PR #401, opened 2020-12-22
Remove EPICS dir at end

DominicOram:
Having separate EPICS directories is clogging up RENO, this should free up some space.

### DIFF
--- a/Jenkinsfile
+++ b/Jenkinsfile
@@ -119,7 +119,7 @@ pipeline {
 	stage("Clean Up") {
       steps {
 	    bat """
-		  rmdir "C:\\Instrument\\Apps\\EPICS-%MYJOB%"
+		  rmdir /s /q "C:\\Instrument\\Apps\\EPICS-%MYJOB%"
 		  exit /b %ERRCODE%
 		"""
 	  }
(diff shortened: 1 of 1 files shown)


Jenkinsfile
```diff
@@ -115,6 +115,15 @@ pipeline {
          }
       }
     }
+	
+	stage("Clean Up") {
+      steps {
+	    bat """
+		  rmdir "C:\\Instrument\\Apps\\EPICS-%MYJOB%"
+		  exit /b %ERRCODE%
```
FreddieAkeroyd, line 123: I think you need /s /q as this is a real directory, also probably a good idea to remove the instrument/apps/epics junction too and run stop_ibex_server first in case any processes using files. As this is a sort of repeat of what is done in the install section, maybe create a function instead for both to call?

JamesKingWork: Saw this, as well, added

JamesKingWork (approved):

Jenkinsfile
DominicOram: Thanks both, Freddie is right about running stop and removing the junction though. I'll put in another PR.

FreddieAkeroyd: Also may be worth moving to a post section instead - if tests fail it may not run the next stage as written

PR #405, opened 2021-01-04
Telnetlib calls must use bytes

FreddieAkeroyd:
Make sure data to/from telnetlib is encoded/treated as bytes


John-Holt-Tessella (approved):
Hope this is ok change

PR #406, opened 2021-01-08
Fix tests

DominicOram:
Fixes the danfysik IOC system tests. Note that not converting the Lewis return value to a string may break other tests but we should use the type properly now that we can, I suggest we merge and see what fails on the build server.

To test:
* Run the danfysik tests and confirm they pass

### DIFF
--- a/utils/emulator_launcher.py
+++ b/utils/emulator_launcher.py
@@ -465,7 +465,7 @@ class LewisLauncher(EmulatorLauncher):
         :return: lines from the command output
         """
         try:
-            return str(call_method(self.remote, lewis_command[0], lewis_command[1], lewis_command[2:]))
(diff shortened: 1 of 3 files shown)


utils/emulator_launcher.py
....
» ACTIVITY
Note how many lines in the data above contain "pipeline", then state that number alone.

» ANSWER FOR THIS EXERCISE
2